Thanks, I have pushed a fix for this issue, though there's a lot here and not positive I understood it all so please let me know if the fix is missing anything.

ghost commented 5 years ago

@teppokoivula commented on Feb 5, 2019, 3:49 PM UTC:

Looks good to me, thanks ryancramerdesign!

ghost commented 5 years ago

@netcarver commented on Feb 6, 2019, 8:58 PM UTC:

CaelanStewart Hi Caelan. Could you see if Ryan's commit fixes this for you. If so, please go ahead and close the issue. Many thanks.

ghost commented 5 years ago

@CaelanStewart commented on Feb 7, 2019, 2:47 PM UTC:

netcarver, Hi.

Given it a quick test, it doesn't produce an invalid image file anymore, and as such a 404 error shows in the browser console. So that aspect seems to be all good.

However, another suggestion that was buried in the above responses is to throw an exception when debug mode is enabled.

It doesn't seem fitting to fail silently (entry in log file without prominent error is pretty silent) if debug mode is enabled.

Of course, an indirect exception of sorts is the 404 in the browser console, which most devs would have a hard time missing as usually devtools are up permanently in any context where debug mode would be on.

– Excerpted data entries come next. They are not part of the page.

PR #407, opened 2024-04-10
Configure for mypy

### LINKED ISSUE #386: iris-grib MyPy (type checking)
https://learn.scientific-python.org/development/guides/repo-review/?repo=scitools%2Firis-grib

stephenworsley:
Closes #386

### DIFF
--- a/pyproject.toml
+++ b/pyproject.toml
@@ -86,6 +86,9 @@ skip = "_build,*.css,*.ipynb,*.js,*.html,*.svg,*.xml,.git,generated"
 
 [tool.mypy]
 ignore_missing_imports = true
+warn_return_any = true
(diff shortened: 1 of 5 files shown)


trexfeathers:
Casually introduce MyPy 😎

pyproject.toml
```diff
@@ -0,0 +1,8 @@
+[tool.mypy]
```
ESadek-MO, line 1: Somewhere here, show_error_codes is being caught as deprecated. However, since it's not being used, and it's a minor issues, I think we let this go.

ESadek-MO (approved):
Thanks @stephenworsley! Left a comment for future sake, but I think this looks great!

PR #413, opened 2024-04-15
add iris-sample-data test dependency

bjlittle:
This pull-request adds the `iris-sample-data` package dependency, as required by doctests.


ESadek-MO (approved):
Thanks @bjlittle, looks ideal!

Issue #340, opened 2023-07-05
Migrate from Cirrus CI to GitHub Actions


trexfeathers:
For alignment with the rest of SciTools

**both tests and doctests**, please!
```[tasklist]
### Tasks  (attempt : drop if tricky)
- [ ] https://github.com/SciTools/iris-grib/issues/277
- [ ] https://github.com/SciTools/iris-grib/issues/417
```

PR #415, opened 2024-04-15
Convert tests and doctests from Cirrus to GHA

ESadek-MO:
Step 1 in #340, will have a separate PR for linkchecks.
Pull request is replicated from #409, due to rebase complications.

### DIFF
--- a/.github/workflows/composite/cartopy-cache/action.yml
+++ b/.github/workflows/composite/cartopy-cache/action.yml
@@ -1,0 +1,41 @@
+name: "cartopy-cache"
+description: "create and cache cartopy assets"
+
+#
+# Assumes the environment contains the following variables:
+#   - CONDA
+#
+inputs:
+  cache_build:
+    description: "conda environment cache build number"
+    required: false
+    default: "0"
+  cache_period:
+    description: "conda environment cache timestamp"
+    required: true
+  env_name:
+    description: "environment name"
+    required: true
+
+runs:
+  using: "composite"
+  steps:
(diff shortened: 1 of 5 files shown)


.github/workflows/composite/cartopy-cache/action.yml
```diff
@@ -0,0 +1,41 @@
...
+        CARTOPY_FEATURE: https://raw.githubusercontent.com/SciTools/cartopy/v0.20.0/tools/cartopy_feature_download.py
+      shell: bash
+      run: |
+        # Require to explicitly activate the environment within the composite action.
+        source ${{ env.CONDA }}/etc/profile.d/conda.sh >/dev/null 2>&1
+        conda activate ${{ inputs.env_name }}
+        wget --quiet ${CARTOPY_FEATURE}
+        mkdir -p ${CARTOPY_SHARE_DIR}
+        # Requires a pre-installed version of cartopy within the environment.
+        python cartopy_feature_download.py physical --output ${CARTOPY_SHARE_DIR} --no-warn
```
bjlittle, line 41: @ESadek-MO This has changed for the better with `cartopy` v0.23+, see https://github.com/SciTools/cartopy/pull/2263

However, we can change this at a later date. The current implementation will still always work 👍

bjlittle (approved):
@ESadek-MO Let's bank this as-is.

We still need to inject the testing code coverage and the linkcheck, but these are additive changes.

Keen to see this banked so we can start getting mileage on it.

Great work 🍻

PR #419, opened 2024-04-16
Remove PEP8 test

trexfeathers:
PEP8 is outdated and doesn't understand modern principles such as typing, and is therefore getting in the way of current development. #384 is on its way which will replace anyway.


requirements/locks/py310-linux-64.lock
```diff
@@ -99,7 +99,6 @@ https://conda.anaconda.org/conda-forge/noarch/munkres-1.1.4-pyh9f0ad1d_0.tar.bz2
 https://conda.anaconda.org/conda-forge/noarch/nose-1.3.7-py_1006.tar.bz2#382019d5f8e9362ef6f60a8d4e7bce8f
 https://conda.anaconda.org/conda-forge/linux-64/openjpeg-2.5.2-h488ebb8_0.conda#7f2e286780f072ed750df46dc2631138
 https://conda.anaconda.org/conda-forge/noarch/packaging-24.0-pyhd8ed1ab_0.conda#248f521b64ce055e7feae3105e7abeb8
-https://conda.anaconda.org/conda-forge/noarch/pep8-1.7.1-py_0.tar.bz2#d0b5bc3aebbffcb175bf8a1d419acb79
```
bjlittle, line 102: @trexfeathers Did you just remove this line or rebuilt the locks from the new YAML?

I would have expected the `input_hash` to have also changed.

trexfeathers: Oh, thanks, I hadn't considered the `input_hash`. I did just remove the line because I figured any dependencies would be removed during the next lockfile update. In that spirit I'm inclined to just back out my lockfile changes.

trexfeathers: 545eaf412c1f8594ea624d2945e191345d1a4ae6

PR #420, opened 2024-04-16
Migrate to pytest

bjlittle:
This pull-request migrates away from the home-brew `nose` runner implementation to `pytest`.

Note that, the tests may be now run from the command line using `nox` or `pytest`. However, when using `pytest` from the CLI the `iris` environment variable `OVERRIDE_TEST_DATA_REPOSITORY` requires to be also configured.

I've not used the `pytest-xdist` plugin, as I didn't deem it in scope ATM; the existing runtime of the tests is relatively short.

In the future, we should look to use [filterwarnings](https://docs.pytest.org/en/stable/reference/reference.html#confval-filterwarnings) to control and manage the expected warnings raised during a test run.


pp-mo (approved):
Totally good with this !

Just one question : are the lockfiles re-resolved or manually edited ?
I can see they lose nose + gain a few new things, but no version change to existing packages.  I guess that must be "ok", but possibly not optimal ?

bjlittle:
@pp-mo The lock files were resolved using `conda-lock`, and result in `nose` being dropped and `pytest` being added.

We've recently updated the lock files in #419 (to remove `pep8`) so I wouldn't expect there to be much change in the other packages.

stephenworsley (approved):
Looks good!

bjlittle:
@pp-mo and @stephenworsley 

Awesome, thanks guys! 🥳

PR #424, opened 2024-04-16
add pytest-mock dependency

bjlittle:
This pull-request removes the `mock` package, which is not needed as it is now bundled with core python through `unittest`. 

It also adds the `pytest-mock` plugin package in preparation to support the eventual migration of our tests to `pytest`, given #420 has now landed.


stephenworsley (approved):
Looks good!

PR #425, opened 2024-04-16
fix ci-tests nose workaround

bjlittle:
This PR undoes a temporary workaround introduced by #415 for a limitation encountered when using the `nose` package on a GHA runner.

As we have now migrated away from `nose` and are using `pytest`, this workaround is now no longer necessary 👍


bjlittle:
👀 Ping @ESadek-MO 

I've undone this workaround before we forget 👍

stephenworsley (approved):
Looks good!

PR #436, opened 2024-04-18
add toml to manifest

bjlittle:
This pull-request adds `*.toml` files to the sdist manifest.

### DIFF
--- a/MANIFEST.in
+++ b/MANIFEST.in
@@ -12,3 +12,4 @@ exclude .pre-commit-config.yaml
 exclude .readthedocs.yml
 include *.md
 include *.py
+include *.toml


HGWright (approved):
nice spot to fix the failures.

trexfeathers:
@bjlittle perhaps you can educate me: I would have expected to `exclude` `.toml` files, since they won't be required as part of a user install?

I note that [Iris excludes `.ruff.toml` specifically](https://github.com/SciTools/iris/blob/6cc7c3df60f00689f5d4d5b3ed8ad218b90a59e0/MANIFEST.in#L17), and makes no mention at all of `pyproject.toml`, suggesting that maybe some special rules apply there.

---

Note that following two similar PR's, we now have this:

https://github.com/SciTools/iris-grib/blob/71703ae353abe26c224a6f3c7c46dac839ba896c/MANIFEST.in#L13-L16

I knew I should have checked `main` before merging #435!

PR #437, opened 2024-04-18
pep517: remove wheel dependency from build-system

bjlittle:
This pull-request removes the redundant inclusion of the `wheel` package as part of the `build-system`.

This is automatically included by the [PEP517](https://peps.python.org/pep-0517/) compliant backend.

Resolves the following `repo-review` non-compliance:

image


pp-mo (approved):
:+1:

PR #441, opened 2024-04-18
backout manifest inclusion

bjlittle:


stephenworsley (approved):
There might be a case to revisit the structure of MANIFEST.in in the future, but for now it makes sense to keep it consistent with Iris. I'm happy merging this.

PR #159, opened 2018-03-23
Removed undefined behaviour and, as a bonus, removed one global.

### LINKED ISSUE #158: Undefined behaviour in kafka-to-nexus.cxx
The signal handler (`signal_handler()`) in _kafka-to-nexus.cxx_ implements undefined behaviour. A list (that is not complete) of functions that you are allowed to call can be found here: http://man7.org/linux/man-pages/man7/signal-safety.7.html

Note that calling any of the `printf` family of functions in a signal handler is undefined behaviour.

SkyToGround:
Fixes #158

Fixed undefined behaviour, see issue #158.


SkyToGround:
The build failure is due to me having a newer version of clang-format than the build node. I will fix this within a few days

PR #163, opened 2018-03-28
Splitting tests into unit and integration tests and general clean-up of the test code

### LINKED ISSUE #49: Separate unit tests and integration tests

### LINKED ISSUE #162: Clean-up of unit tests
This is a general issue related to #49 as well as moving the unit tests to follow the LLVM standard.

After examining the code in _src/tests_ more closely, it turns out that the amount of integration testing in that code was not as large as I expected. However, it still needs some amount of work. I am currently working on this issue and plan to have a pull request done by early next week.

SkyToGround:
Fixes #49 
Fixes #162 

This is what I have done:
1. Split the tests into unit tests and integration tests.
2. Fixed failing test.
3. LLVM:ified the file names and test names (changed suffixes to .cpp and made names camel case).
4. Removed some dead code.
5. Moved test (json) data into separate directory and made the tests find that data using absolute paths.
6. Fixed null pointer access bug in the integration test code.
7.  Other minor fixes and improvements to the code.

The new _IntegrationTests_ target builds and runs though it crashes. Someone with more knowledge about the integration test should take a look at it. I do not believe I have broken anything in it.


SkyToGround:
@matthew-d-jones Although there are still a few tests that exercises multiple classes, I would still call those unit tests. I did move the tests that required external executables to be running to another target (_IntegrationTests_). Many tested functions do some amount of system testing as they are using the logging system, but that is somewhat unavoidable I think.

There are a few more changes that I would like to do but I have not in order to minimise the code changes:

1. There are some tests that does not actually test anything (e.g. `HDFFile.Create`).
2. Some tests could be simplified a bit.
3. Move integration and unit testing code into separate directories.

If we do change the name of the test-target back to "tests", then I it is my opinion that we should as a minimum also move the integration testing code to a separate directory. Though I think we should do that anyways.

What we could (and maybe should) do is to move the _HDFFile.cpp_ code to the integration testing target as that is the worst offender in terms of not conforming to containing unit tests.

PR #175, opened 2018-04-13
Simplified (unified) interface for registering file writing modules

### LINKED ISSUE #174: Simplify and unify interface for registering file writing modules
Based on issue #173 and discussions with Dominik and Tobias.

SkyToGround:
Closes #174 

This is what has been done:
* Modified the writer registation code to take a template argument for registering a new writer module instead of a `std::function`.
* Changed key type for reader module from `std::array<char,4>` to `std::string`.
* Added some error checking.
* Mode names clearer and LLVM-ified some names.
* Added unit tests. Probably too many for such simple code but I will not remove them now.
* Modified file name suffixes to _*.cpp_.


src/schemas/f142/f142_rw.cxx
```diff
@@ -149,11 +149,7 @@ uint64_t FlatbufferReader::timestamp(Msg const &msg) const {
 }
 
 FlatbufferReaderRegistry::Registrar<FlatbufferReader>
-    g_registrar_FlatbufferReader(fbid_from_str("f142"));
-
-FileWriter::HDFWriterModule::ptr HDFWriterModule::create() {
-  return FileWriter::HDFWriterModule::ptr(new HDFWriterModule);
-}
+    RegisterEPICSDataReaderModule("f142");
```
dominikwerder: Would e.g. `RegisterFlatbufferReaderModule` a less confusing name? The casual reader could think that we might do something with the EPICS API here.

Should be `static`.

src/schemas/f142/f142_rw.cxx
```diff
@@ -596,8 +592,8 @@ int32_t HDFWriterModule::flush() { return 0; }
 
 int32_t HDFWriterModule::close() { return 0; }
 
-HDFWriterModuleRegistry::Registrar
-    g_registrar_HDFWriterModule("f142", HDFWriterModule::create);
+HDFWriterModuleRegistry::Registrar<HDFWriterModule>
+    RegisterEPICSDataWriterModule("f142");
```
dominikwerder: Should be `static`.

Naming, like in the above comment?

src/schemas/f142/f142_rw.cxx
SkyToGround: I agree that the name could probably be improved but I strongly disagree that there is a confusion with the EPICS API here as the given types makes it clear that this is not the case. I do not think that `RegisterFlatbufferReaderModule` is an improvement as every single reader (and writer) is a flatbuffer reader/writer. As for static, I will have that fixed in the next commit.

src/schemas/f142/f142_rw.cxx
SkyToGround: See previous comment.

src/tests/ReaderRegistration.cpp
```diff
@@ -0,0 +1,97 @@
...
+
+class ReaderRegistrationTest : public ::testing::Test {
+public:
+  void SetUp() override {
+    std::map<std::string, ReaderPtr> &Readers =
+        FlatbufferReaderRegistry::getReaders();
+    Readers.clear();
+  };
+
+  void TearDown() override{
```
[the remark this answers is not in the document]
dominikwerder: Well, I meant the `override{` without space, but never mind, we agreed that `clang-format` has the authority.

src/schemas/f142/f142_rw.cxx
SkyToGround: Naming things is hard, right? How about giving up and simply having the line be:
```
static HDFWriterModuleRegistry::Registrar<HDFWriterModule> Register("f142");
```
Most of the information we are interested in is already in that line anyways.

dominikwerder: I like that.

SkyToGround: Due to name collision, the line is instead:
```
static HDFWriterModuleRegistry::Registrar<HDFWriterModule> RegisterWriter("f142");
```

dominikwerder:
Thank you for the changes, LGTM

So it's not a massive deal, but it does feel like an exception should be thrown by ProcessWire if debug mode is enabled and the image file doesn't exist.

An invalid image file it feels should be handled on upload, and an error should be shown to the user when the image is uploaded. That may already be so, but I'm not sure from memory.

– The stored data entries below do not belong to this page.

PR #194, opened 2018-05-23
React only on commands addressed to service

dominikwerder:
### Description of work

- On incoming filewriter command, check if it contains a `service_id`.
- If not, we currently accept the command for compatibility. Behavior can be changed in the future in one line.
- If yes, we check if it matches the `service_id` of the running instance before we accept the command.
- The `service_id` can be given to the filewriter via CLI option or configuration file.

### Issue

Closes https://jira.esss.lu.se/browse/DM-726

### Acceptance Criteria

Filewriter should accept command only if `service_id` matches, or not given in command.
Should get an integration test.

---

---

### DIFF
--- a/src/CommandHandler.cpp
+++ b/src/CommandHandler.cpp
@@ -395,6 +395,19 @@ void CommandHandler::handle(std::string const &Command) {
     LOG(Sev::Error, "Can not parse json command: {}", Command);
     return;
   }
+
+  if (auto x = find<std::string>("service_id", Doc)) {
+    if (x.inner() != Config.service_id) {
+      return;
+    }
+  } else {
+    // Currently, we interpret commands which have no service_id.
+    // In the future, we may want to ignore all commands which are not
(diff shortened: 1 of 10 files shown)


src/CommandHandler.cpp
```diff
@@ -395,6 +395,19 @@ void CommandHandler::handle(std::string const &Command) {
     LOG(Sev::Error, "Can not parse json command: {}", Command);
     return;
   }
+
+  if (auto x = find<std::string>("service_id", Doc)) {
+    if (x.inner() != Config.service_id) {
+      return;
```
matthew-d-jones: I think we should log when this happens, it'll make the circumstance of using an invalid `service_id` easier to debug than if all the file writers just silently ignore the command.

dominikwerder: I make it `Debug` level though, because I assume that this may happen all the time under normal operations if writers share a topic.

PR #195, opened 2018-05-24
Optional SWMR support

dominikwerder:
### Description of work

HDF SWMR can be enabled by adding to the filewrite command:

```
{ "use_hdf_swmr": true }
```

### Issue

Closes https://jira.esss.lu.se/browse/DM-412
Closes https://jira.esss.lu.se/browse/DM-728

### Acceptance Criteria

Files should get written as normal.
SWMR reading could be added to the integration tests.

---

---


dominikwerder:
According to the HDF presentation at the last ICALEPCS, the performance impact can be rather large, but this can be investigated in more detail.

Regarding the POSIX filesystem requirement: HDF does not say that SWMR writing works fine on a non-POSIX filesystem. How I read it, there could be not only inconsistent data on the reader side, but (for some reason I can not yet see) also the writing would not be guaranteed to work.

matthew-d-jones:
If the intention is to always use SWMR at the ESS then it makes sense to make it the default so that our testing is done with it enabled etc.

I hope no one is using a non-POSIX compliant filesystem anyway. Everyone is using XFS, ZFS, NTFS, Lustre... right?

matthew-d-jones:
oh APFS on OS X, is that POSIX compliant?

SkyToGround:
I am very confident that APFS is POSIX compliant. Interesting fact: the old HFS+ file system used by MacOSX is (generally) not POSIX compliant, but that is due to the way lower and upper case letters are handled.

ghost commented 5 years ago

@netcarver commented on Feb 7, 2019, 5:55 PM UTC:

CaelanStewart Hello Caelan, and thank you for taking another look at this.

I think I'll leave this issue open for a week so you can post any updates, or close it if you wish. If it's still open in a weeks time with no further feedback or argument as to why this is a bug, I intend to close it and invite you to add a new issue on processwire-requests for any improved functionality regarding handling of invalid image uploads.

Let me know if that's a sensible way forward.

ghost commented 5 years ago

@netcarver commented on Feb 8, 2019, 9:20 PM UTC:

/remind me to transfer to requests if needed in 1 week

ghost commented 5 years ago

reminders[bot] commented on Feb 8, 2019, 9:21 PM UTC:

netcarver set a reminder for Feb 15th 2019

ghost commented 5 years ago

reminders[bot] commented on Feb 15, 2019, 9:18 AM UTC:

👋 [netcarver](https://github.com/netcarver), transfer to requests if needed
reminders[bot] commented 5 years ago

@move[bot] set a reminder for Feb 22nd 2019

teppokoivula commented 5 years ago

This thread is already unbearably long, so to summarise:

The issue mentioned in the topic has been resolved, but what remains is the question whether ProcessWire should throw an exception if resizing an image fails when debug mode is enabled.